**GOAL OF THE EXERCISE:**
Filter these entries down to lines holding "depending".

**Stored items:**
▶

PR #147, opened 2026-03-13
New interface for `GraphsExtensions.similar_graph`; misc bug fixes.

jack-dunham:
qThis PR overhauls the way the `GraphsExtensions.similar_graph` function behaves, and includes some minor bug fixes and refactors.

##  New `similar_graph` interface

Essentially, the base case is now the three argument method, where one provides both `vertices` and `edges`. This defaults to constructing a concrete `NamedGraph` or `NamedDiGraph` depending on the `IsDirected` trait of the input graph. 
```julia
similar_graph(::AbstractGraph::!(IsDirected), vertices, edges) # -> NamedGraph
similar_graph(::AbstractGraph::IsDirected, vertices, edges) # -> NamedDiGraph
```
If edges are not provided, then the function attempts to construct a similar graph to the input graph, but with the provided vertices and no edges. If no vertices or edges are provided, then the output graph will be a similar graph with the same vertices and edges. For a given subtype of `AbstractNamedGraph`, one should overload the three argument method only (if a different return type is desired).  

##  Type domain

If instead a graph type is provided as the first argument to `similar_graph`, then the constructor is called by default:
```Julia
similar_graph(T::Type{<:AbstractGraph})  = T()
similar_graph(T::Type{<:AbstractGraph}, vertices)  = T(vertices)
similar_graph(T::Type{<:AbstractGraph}, vertices, edges)  = add_edges!(similar_graph(T, vertices), edges)
```
Note, _unlike_ the case where a graph value is provided, the one argument method is not defined in terms of the two or three argument method. This is to accommodate cases where a given `AbstractGraph` may have fixed edges, say (a notable example would be a tree graph). In that case, it is assumes there exists a constructor `T(vertices)`. As the method
```Julia
similar_graph(T::Type{<:AbstractGraph}, vertices)  = T(vertices)
```
may or may not return an edgeless graph, depending on the definition of the constructor. 
In light of this, there now exists the function
```Julia
edgeless_graph(T::Type{<:AbstractGraph}, vertices)
```
that attempts to explicitly a construct an edgeless graph, thus throwing an error when this is not possible. Likewise, there exists a function
```Julia
empty_graph(T::Type{<:AbstractGraph})
```
for explicitly constructing a graph of type `T` with no vertices or edges.

If your graph type `MyGraph` has freedom over vertices and edges, all three type-based method can be overloaded simultaneously using the followings signature:
```Julia
similar_graph(T::Type{<:MyGraph}, vertices = [], edges = [])  = ...
```


src/abstractnamedgraph.jl
```diff
@@ -1,5 +1,6 @@
 using .GraphsExtensions: GraphsExtensions, directed_graph, incident_edges,
-    partition_vertices, rem_edges!, rename_vertices, similar_graph, subgraph
+    partition_vertices, rem_edges!, rename_vertices, similar_edgeless_graph, similar_graph,
```
mtfishman:
```suggestion
    partition_vertices, rem_edges!, rename_vertices, similar_graph,
```
Looks like a stale import.

src/abstractnamedgraph.jl
```diff
@@ -44,28 +45,63 @@ ordered_vertices(graph::AbstractSimpleGraph) = vertices(graph)
...
+    V = eltype(vertices)
+    graph = add_edges!(NamedDiGraph{V}(vertices), edges)
+    return graph
+end
+
+# Passing a type as a first argument attempts to call a constructor. Should be overloaded
+# if the constructor doesnt exist for a given `AbstractGraph` concrete type.
+similar_graph(T::Type{<:AbstractGraph}) = T()
+similar_graph(T::Type{<:AbstractGraph}, vertices) = T(vertices)
+similar_graph(T::Type{<:AbstractGraph}, vertices, edges) = T(vertices, edges)
```
mtfishman: I started writing a comment about this but can't remember if I sent it already so apologies if this is a repeat.

I think there's a slightly tricky question here about what kinds of constructors and operations we should assume of a given graph type.

`T()` and `T(vertices)` seems reasonable, however `T(vertices, edges)` seems a bit strange to me (do our graph types such as NamedGraph even have that constructor?).

My feeling would be that a better set of definitions would be something like this:
```julia
similar_graph(T::Type{<:AbstractGraph}) = T()
similar_graph(T::Type{<:AbstractGraph}, vertices) = T(vertices)
function similar_graph(T::Type{<:AbstractGraph}, vertices, edges)
    g = similar_graph(T, vertices)
    add_edges!(g, edges)
    return g
end
```
though definitely let me know your thoughts on that, I don't think the choice is obvious. The only reference point I know of for this design is how `similar` handles array type inputs but I think it is pretty ad-hoc (there it assumes an array has a constructor `MyArray(undef, axes)` as a fallback).

src/abstractnamedgraph.jl
```diff
@@ -44,28 +45,63 @@ ordered_vertices(graph::AbstractSimpleGraph) = vertices(graph)
...
+edgeless_graph(graph::AbstractGraph) = rem_edges!(copy(graph), edges(graph))
+# The intention is this will fail if `T` cannot be edgeless.
+edgeless_graph(T::Type{<:AbstractGraph}, vertices) = similar_graph(T, vertices, [])
+
+empty_graph(graph::AbstractGraph) = rem_vertices!(copy(graph), vertices(graph))
+# The intention is this will fail if `T` cannot be empty.
+empty_graph(T::Type{<:AbstractGraph}) = similar_graph(T, vertextype(T)[], [])
+
+function Base.copy(graph::AbstractNamedGraph)
+    return similar_graph(typeof(graph), vertices(graph), edges(graph))
```
mtfishman: Couldn't this just be `similar_graph(graph)`?

src/abstractnamedgraph.jl
jack-dunham: I was unsure about this too, so went with the "dumber" option w.r.t to the type domain `similar_graph` methods. Although, my thought process on this is that  `T(vertices, edges)` may be the only sensible way to construct a given `T`, if for example there was a restriction on the which edges are allowed given a set of vertices, so it seems a bit arbitrary to treat `T(vertices)` as "more important" (for lack of better terminology). I could certainly see the case for making:
```Julia
function similar_graph(T::Type{<:AbstractSubTypeGraph}, vertices, edges)
    g = similar_graph(T, vertices)
    add_edges!(g, edges)
    return g
end
```
for any given `AbstractSubTypeGraph <: AbstractGraph`, (an example is `AbstractSimpleGraph` which *does* have this behavior (via `similar_simplegraph`).

src/abstractnamedgraph.jl
jack-dunham: No, as we went a graph of the same type as `graph`, so we call the type domain `similar_graph`, which needs the vertices and edges passed to it. The method `similar_graph` might construct a `NamedGraph` if one has not specialized on `similar_graph` for a given graph type, which would  then not be a copy of the given graph.

jack-dunham: This function was originally defined as `not_implemented()` but there was a todo comment to implement it generically in terms of what has no become `similar_graph`, but now I am wondering if it is best to leave it unimplemented instead of defining a fallback, as this fallback will be wrong for e.g. `AbstractDataGraph` (we could defined `Base.copy(::AbstractDataGraph) = not_implemented()` in that case, however the issue remains if one defines some `AbstractGraph` subtype  with mutable data that is uninitialized by default). 

If you agree I'll revert this commit and instead remove the todo comment.

src/abstractnamedgraph.jl
mtfishman: Right, a good example for where `add_edges!(g, edges)` would fail would be an immutable graph (like a grid graph type). But for those cases I think the right thing to do would be to overload `similar_graph(T::Type{<:AbstractGraph}, vertices, edges)`. So I think one way to think about these fallback `similar_graph` definitions is, what functionality can we expect _most_ (named) graph types to define? `T(vertices, edges)` is kind of arbitrary even for immutable graphs since a grid graph type wouldn't define that either.

mtfishman: Basically, these are fallback definitions, so we want them to work in the average case so most standard graph types don't have to define them, so the goal isn't to have them work in all cases, just most cases.

jack-dunham: I think that is a compelling argument.

src/abstractnamedgraph.jl
mtfishman: Those are good points to consider.

Regarding the type issue, `Base.copy(a::AbstractArray)` falls back to `copyto!(similar(a), a)` so I think we can take an analogous approach and not worry too much about the type (types can always overload `copy` if `similar_graph` is not strict enough, we're just looking for generic definitions right now). Also, even though the type version of `similar_graph` is stricter as a fallback, I don't know if it will be in general.

Given that `Base.copy(a::AbstractArray)` falls back to `copyto!(similar(a), a)` we probably we want the graph analog of that, do we have a version of `copyto!` for graph data? The "safe" option could be something like:
```julia
Base.copy(graph::AbstractNamedGraph) = copyto!(similar_graph(graph), graph)

# Special cases with no graph data:
Base.copy(graph::NamedGraph) = similar_graph(graph)
```

mtfishman: Sorry, I missed part of your message. It's an interesting point that `similar_graph` might fall back to `NamedGraph` and therefore drop data. That probably points even more to a fallback definition `Base.copy(graph::AbstractNamedGraph) = copyto!(similar_graph(graph), graph)`, since then the `copyto!` would fail and it would tell whoever made that graph type that they need to overload `copy`, `similar_graph`, and/or `copyto!`.

mtfishman: If we don't want to work on `copyto!` or something similar in this PR we could keep `Base.copy(graph::AbstractNamedGraph) = not_implemented()` and work out a design like that in a future PR, but I would like to work out a plan so that we have an idea for what to do and don't make a choice that we'll need to backtrack on.

jack-dunham: The `copyto!` idea makes sense to me, thanks for the input. As we also have a `DataGraphs` PR open, I think it is sensible to just do this now.

mtfishman: Makes sense. I guess `copyto!` isn't much of a stretch to add since it will fail for NamedGraphs and for DataGraphs the definition is related to broadcasting operations you already worked on.

mtfishman:
(I closed and reopened the PR to try to trigger the CI again, I'm trying to fix the docs build.)

mtfishman:
Looks good, thanks!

◀

**WRITTEN RESPONSE:**
Essentially, the base case is now the three argument method, where one provides both `vertices` and `edges`. This defaults to constructing a concrete `NamedGraph` or `NamedDiGraph` depending on the `IsDirected` trait of the input graph. 
may or may not return an edgeless graph, depending on the definition of the constructor. 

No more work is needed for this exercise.